◆ Data

PR #4524, opened 2021-11-08
PS-7940 ON DELETE CASCADE with generated column crashes in innobase_g…

rahulmalik87:
…et_computed_value

https://jira.percona.com/browse/PS-7940

Problem:
Virtual column template of child table is not populated when cascade
delete happened on parent table.  Failing to initliaze it causes a crash
when we are trying remove the secondary index rows defined on virtual column .

Fix:

As part of fix e5e8c9d1b2e0 MySQL handle case when child virtual column
depends on forign key. To extend the fix we are now initliazing virtual column template
if child table has any virtual column.

### DIFF
--- a/mysql-test/suite/innodb/t/foreign_key.test
+++ b/mysql-test/suite/innodb/t/foreign_key.test
@@ -253,3 +253,28 @@ SELECT `date_sent` FROM `email_stats` WHERE `generated_sent_email` = '2020-';
 #clean up.
 DROP TABLE `email_stats`;
 DROP TABLE `emails`;
+
+--echo #
+--echo # PS-7940 :ON DELETE CASCADE with generated column crashes in innobase_get_computed_value
+--echo #
+
+CREATE TABLE `t1` (`t1_id` int unsigned NOT NULL AUTO_INCREMENT, PRIMARY KEY(`t1_id`)) ENGINE=InnoDB;
+INSERT INTO `t1` VALUES (10);
+CREATE TABLE `t2` (
+  `t2_id` int unsigned NOT NULL AUTO_INCREMENT,
+  `c1` decimal(14,2) NOT NULL DEFAULT '0.00',
+  `t1_id` int unsigned DEFAULT NULL,
+  `testycol` bit(1) GENERATED ALWAYS AS (`c1` <> 0) VIRTUAL,
+  PRIMARY KEY (`t2_id`),
+  UNIQUE KEY `t1_id` (`t1_id`),
+  KEY `testycol` (`testycol`),
+  CONSTRAINT `t2_ibfk_3` FOREIGN KEY (`t1_id`) REFERENCES `t1` (`t1_id`) ON DELETE CASCADE
+) ENGINE=InnoDB;
+INSERT INTO `t2` (`t2_id`, `c1`, `t1_id`) VALUES (1,5.00,10);
+
+--source include/restart_mysqld.inc
+
+DELETE FROM `t1` WHERE `t1_id`=10;
+
+DROP TABLE `t2`;
+DROP TABLE `t1`;
--- a/storage/innobase/row/row0ins.cc
+++ b/storage/innobase/row/row0ins.cc
@@ -1306,8 +1306,13 @@ row_ins_foreign_check_on_constraint(
 						 clust_index, tmp_heap);
 	}
 
-	if (cascade->is_delete && foreign->v_cols != NULL
-	    && foreign->v_cols->size() > 0
+	/* A cascade delete from the parent table triggers delete on the child
+	table. Before a clustered index record is deleted in the child table,
+	a copy of row is built to remove secondary index records. This copy of
+	the row requires virtual columns to be materialized. Hence, if child
+	table has any virtual columns, we have to initialize virtual column
+	template */
+	if (cascade->is_delete && dict_table_get_n_v_cols(table) > 0
 	    && table->vc_templ == NULL) {
 		innobase_init_vc_templ(table);
 	}
--- a/mysql-test/suite/innodb/r/foreign_key.result
+++ b/mysql-test/suite/innodb/r/foreign_key.result
@@ -297,3 +297,23 @@ date_sent
 2020-10-22 13:32:41
 DROP TABLE `email_stats`;
 DROP TABLE `emails`;
+#
+# PS-7940 :ON DELETE CASCADE with generated column crashes in innobase_get_computed_value
+#
+CREATE TABLE `t1` (`t1_id` int unsigned NOT NULL AUTO_INCREMENT, PRIMARY KEY(`t1_id`)) ENGINE=InnoDB;
+INSERT INTO `t1` VALUES (10);
+CREATE TABLE `t2` (
+`t2_id` int unsigned NOT NULL AUTO_INCREMENT,
+`c1` decimal(14,2) NOT NULL DEFAULT '0.00',
+`t1_id` int unsigned DEFAULT NULL,
+`testycol` bit(1) GENERATED ALWAYS AS (`c1` <> 0) VIRTUAL,
+PRIMARY KEY (`t2_id`),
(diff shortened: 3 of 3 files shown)


storage/innobase/row/row0ins.cc
```diff
@@ -1279,9 +1279,8 @@ row_ins_foreign_check_on_constraint(
 						 clust_index, tmp_heap);
 	}
 
-	if (cascade->is_delete && foreign->v_cols != NULL
-	    && foreign->v_cols->size() > 0
-	    && table->vc_templ == NULL) {
+	if (cascade->is_delete && dict_table_get_n_v_cols(table) > 0
+			&& table->vc_templ == NULL) {
 		innobase_init_vc_templ(table);
 	}
```
satya-bodapati: how about fixing the row_ins_foreign_fill_virtual()? I think it is not being called to set out the template initialization?

satya-bodapati (changes requested):

satya-bodapati (changes requested):
I don't think my comment is addressed

storage/innobase/row/row0ins.cc
rahulmalik87: yes. It is not called for same reason . we have a check  that[ foreign key](https://github.com/percona/percona-server/blob/a73ccf393d8c41410b7f25f657cc178b2d860a05/storage/innobase/row/row0ins.cc#L1330) should have the virtual column.

satya-bodapati: can we remove this part of the code and fix that instead? ie call row_ins_foreign_fill_virtual() based on child virtual columns presence?

rahulmalik87: we do not call row_ins_foreign_fill_virtual for this code path. It is called in case DICT_FOREIGN_ON_DELETE_SET_NULL. here the code flow DICT_FOREIGN_ON_DELETE_CASCADE

storage/innobase/row/row0ins.cc
```diff
@@ -1279,9 +1279,8 @@ row_ins_foreign_check_on_constraint(
 						 clust_index, tmp_heap);
 	}
 
-	if (cascade->is_delete && foreign->v_cols != NULL
-	    && foreign->v_cols->size() > 0
-	    && table->vc_templ == NULL) {
+	if (cascade->is_delete && dict_table_get_n_v_cols(table) > 0
+			&& table->vc_templ == NULL) {
```
satya-bodapati: Can you please add a comment on why we initialize virtual column template?

Some thing like
```
/* A cascade delete from the parent table triggers delete on the child table. Before a clustered index record is deleted in the child table, a copy of row is built to remove secondary index records. This copy of the row requires virtual columns to be materialized. Hence, if child table has any virtual columns, we have to initialize virtual column template */
```
Please lookout for 80 column char limit when pasting the comment to code :wink:

satya-bodapati (changes requested):

storage/innobase/row/row0ins.cc
satya-bodapati: ok then row_ins_foreign_fill_virtual() becomes dummy operation? Can you please check with SET_NULL and see if row_ins_foreign_fill_virtual() is called again? And this double initialization is safe?

storage/innobase/row/row0ins.cc
rahulmalik87: thank for well explained comment. Added to the code.

satya-bodapati: @rahulmalik87 Please consider fixing commit message too :)

storage/innobase/row/row0ins.cc
satya-bodapati: @rahulmalik87 did you check?

rahulmalik87: SET_NULL doens't go inside this method since we have additional check [cascade->delete](https://github.com/percona/percona-server/blob/a73ccf393d8c41410b7f25f657cc178b2d860a05/storage/innobase/row/row0ins.cc#L1282)

storage/innobase/row/row0ins.cc
rahulmalik87: Let me know if commit message is fine now.

storage/innobase/row/row0ins.cc
satya-bodapati: Rahul, am asking you check with constraint ON DELETE  SET NULL

rahulmalik87: in case of ON DELETE SET NULL. cascade->delete is set to 0. 
lldb) p cascade->is_delete
(ulint) $1 = 0
(lldb) p node->is_delete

◆ Required work
Nothing but the lines from the one with "satya-bodapati: Rahul, am" through the last line of the data should appear; print them exactly.

◆ Response for this exercise
satya-bodapati: Rahul, am asking you check with constraint ON DELETE  SET NULL

rahulmalik87: in case of ON DELETE SET NULL. cascade->delete is set to 0. 
lldb) p cascade->is_delete
(ulint) $1 = 0
(lldb) p node->is_delete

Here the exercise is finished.